Je ne renonce tout de même pas à me livrer à l’exercice de clarification auquel les outrances de M. Salvador me soumettent. On a pu écrire, à juste titre, que la laïcité instituée par la loi de 1905 est d’abstention. Néanmoins, si la pacification est son objectif premier, il n’est pas le seul. La loi exprime également l’idée d’émancipation par la raison. Sur le plan juridique elle est donc en partie liée avec la philosophie des Lumières. Si l’on privilégie le premier aspect, la laïcité est comprise comme un principe juridique. Si l’on privilégie le second, il acquiert une portée politique, et les contours de son application deviennent sujets à controverse. L’affrontement entre ces deux dimensions – pacification et émancipation – est ainsi à la source de nombre de nos querelles présentes.

Tous les protagonistes s’accordent sur le droit, permis par la laïcité, et offert à tous les citoyens, d’invoquer la liberté de conscience. C’est ce droit qui garantit l’existence même d’une communauté politique. Or, en raison de l’accroissement, entre 1905 et aujourd’hui, de la diversité culturelle, le risque du communautarisme, c’est-à-dire ici de l’éclatement de l’unité du droit, a conduit à un raidissement des positions. La dimension d’émancipation est aujourd’hui prioritairement revendiquée par ceux qui souhaitent faire de l’État le protecteur ultime face aux emprises communautaires. Dans cette conception, la laïcité sert de surplomb à toutes les formes d’appartenance.

Certains, dont je suis, s’inquiètent des risques de cette position : faire d’un principe juridique une valeur identitaire, c’est soupçonner une partie de la population de se tenir à l’écart des références communes de la société française. Tout indique que les membres du Conseil sont tout à fait conscients de ce danger. Seule l’estimation de son importance peut être matière à débat.
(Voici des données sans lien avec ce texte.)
PR #1902, opened 2024-05-30
feat(api-reference): normalize schemas with unnecessary nesting or single-value enums

federicobond:
**Problem**
Currently, Scalar docs show an ALLOF badge even in cases where there is a single item, causing unnecessary nesting.

**Explanation**
Some automated tools for generating schemas may use `allOf` keywords with a single value. These can be safely normalized to avoid the nesting. Redoc already does something similar.

**Solution**
With this PR a seam is introduced to allow for normalizing schemas. This is also useful to simplify frontend code such as this the one introduced in https://github.com/scalar/scalar/pull/1865 for handling const values.

No changes have been made to frontend code yet, but an extension of this PR could take advantage of this seam so that it's easy to handle enum descriptions in any form:

```yaml
allOf:
  - const: A
     description: A desc
  - const: B
     description: B desc
```
and 

```yaml
type: string
enum: [A, B]
x-enumDescriptions:
  A: A desc
  B: B desc
```


packages/api-reference/src/components/Content/Operation/RequestBody.vue
```diff
@@ -20,6 +24,12 @@ if (prop.requestBody?.content) {
     selectedContentType.value = contentTypes.value[0] as ContentType
   }
 }
+
+const schema = computed(() => {
+  return normalizeSchema(
+    prop?.requestBody?.content?.[selectedContentType.value]?.schema,
+  )
```
federicobond, line 31: Looking at the build failures, I probably fumbled this part, because I have no experience with Vue.

hanspagel (changes requested):
Great idea! I think this could produce max call stack exceeded errors for circular references, though.

We could prevent this if we do the normalisation before we’re dereferencing. 🤔

But [that part of the code is a beautiful mess](https://github.com/scalar/scalar/blob/main/packages/api-reference/src/helpers/parse.ts#L2-L3) and I would feel the need to use the opportunity and refactor it. 👀 

Maybe we’ll wait a week or two until we merge The Secret Project™ into `scalar/scalar`. Wdyt @marclave?

marclave:
> Great idea! I think this could produce max call stack exceeded errors for circular references, though.
> 
> We could prevent this if we do the normalisation before we’re dereferencing. 🤔
> 
> But [that part of the code is a beautiful mess](https://github.com/scalar/scalar/blob/main/packages/api-reference/src/helpers/parse.ts#L2-L3), which is the root cause of dozens of @ts-ignores and I would feel the need to use the opportunity and refactor it. 👀
> 
> Maybe we’ll wait a week or two until we merge The Secret Project™ into `scalar/scalar`. Wdyt @marclave?



> Great idea! I think this could produce max call stack exceeded errors for circular references, though.
> 
> We could prevent this if we do the normalisation before we’re dereferencing. 🤔
> 
> But [that part of the code is a beautiful mess](https://github.com/scalar/scalar/blob/main/packages/api-reference/src/helpers/parse.ts#L2-L3), which is the root cause of dozens of @ts-ignores and I would feel the need to use the opportunity and refactor it. 👀
> 
> Maybe we’ll wait a week or two until we merge The Secret Project™ into `scalar/scalar`. Wdyt @marclave?

yeah i think waiting is probably the best play here :)

hanspagel:
We’re doing some heavy lifting again. 😅 I should really use the gap between those huge PRs to get this PR here in, sorry. I’ll try to do better.

federicobond:
Hi @hanspagel @marclave, just wondering about this and the status of the refactoring you mentioned.

federicobond:
Awesome, let me know if I can be of help!

hanspagel:
Man, I’m just not getting to it. I have something in a branch, but can’t find the time to finish it up. Anyway, it’s on my list and I won’t forget about it and will put together an updated PR soon. Thanks for the idea!

PR #1903, opened 2024-05-30
chore: lint icon svgs

hwkr:
Cleans up our icon library and adds a linter to enforce certain icon svg properties that we want (and prevents us from accidentally setting bad properties).

Rules that are now enforced:
- The root `<svg>` element must have:
  -  `xmlns` set to `http://www.w3.org/2000/svg`
  - `viewbox` set, starting from `0, 0` and 1:1 (square)
  - `fill` set to `currentColor` or `none`, this keeps svgs from defaulting to `#000` for fill if unset
  - no width and height attributes (so it's responsive)
- all fills must be either `currentColor` or `none`
- if `stroke` is set then `stroke-linecap` and 'stroke-linejoin' must be `round` for consistency
- 'stroke-width' must not be set on any element (it should default to `1` and we can override it with CSS)
- up to one `<title>` element is allow
- only `<path>`, `<circle>` and `<rect>` shapes are allowed, we should be able to create any icon we want to with these


packages/components/src/components/ScalarIcon/.svglintrc.js
```diff
@@ -0,0 +1,101 @@
...
+      '*': false,
+    },
+    attr: [
+      {
+        // Ensure that the SVG element has the appropriate attributes
+        'rule::selector': 'svg',
+        // Don't allow extraneous attributes
+        'rule::whitelist': true,
+        // ViewBox must be square and namespace must be set
+        'viewBox': /^0 0 (\d+) \1$/,
```
antlio, line 34: should we set a specific viewbox size at some point?

antlio (approved):
great move!

packages/components/src/components/ScalarIcon/.svglintrc.js
hwkr: Yeah I think so, I just didn't want to reformat all the icons as part of this PR. Currently I have 12px set up as the standard in the readme since line icons with a stroke width of 1 look about right at that size.

marclave (approved):
:O huge lets gooo ✨ nice work @hwkr

PR #1908, opened 2024-05-30
chore: fix all linter errors

hanspagel:
I just found out we removed ESLint from CI, I’m not even sure if this was intentional. Anyway, I think it’s good this way. It would have added some extra work in some PRs, without really preventing any bad errors.

That said, I feel better if we go through the errors and warnings every now and then, though. This PR fixes all ESLint errors and some of the warnings (mostly unused code or imports).

Note: It seems the play button doesn’t support the `data-proxy-url` API, because the relevant code isn’t used. I think it’s fine to remove it. It’s not mentioned in the README (for the play button), no one complained and you can always pass the proxy with the configuration object anyway.

### DIFF
--- a/.eslintrc.cjs
+++ b/.eslintrc.cjs
@@ -28,6 +28,7 @@ module.exports = {
     '**/tailwind.config.ts',
     '**/vite.standalone.config.ts',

Il me semble que le risque d’identitariser la laïcité serait grandement diminué si nous nous servions des ressources de la philosophie de la tolérance (que, parfois, oubliant Bayle, Voltaire, Castellion ou Spinoza, l’on présente, en brandissant l’épouvantail du multiculturalisme, comme exclusivement anglo-saxonne). C’est la liberté de conscience, et le scepticisme corrélatif, qui exige de refuser l’intolérance (je ne peux ici développer ce point). La tolérance consiste à s’abstenir d’intervenir dans l’action ou l’opinion d’autrui, quoiqu’on ait le pouvoir de le faire, et bien que l’on désapprouve l’action ou l’opinion en question. Il nous faut tenir compte du fait que l’acte toléré produit un refus, lequel induit une tendance à l’interdire : il n’y a donc pas de tolérance sans désapprobation préalable. Le sens même de la tolérance exige l’existence de raisons fortes et stables de refuser la conduite tolérée. C’est à l’examen de ces raisons que le Conseil s’est consacré et, à n’en pas douter, il continuera dans cette voie. Ce faisant, il sera très probablement en mesure de penser les conditions du dépassement de l’opposition entre abstention et émancipation. C’est ainsi que j’imagine ma contribution.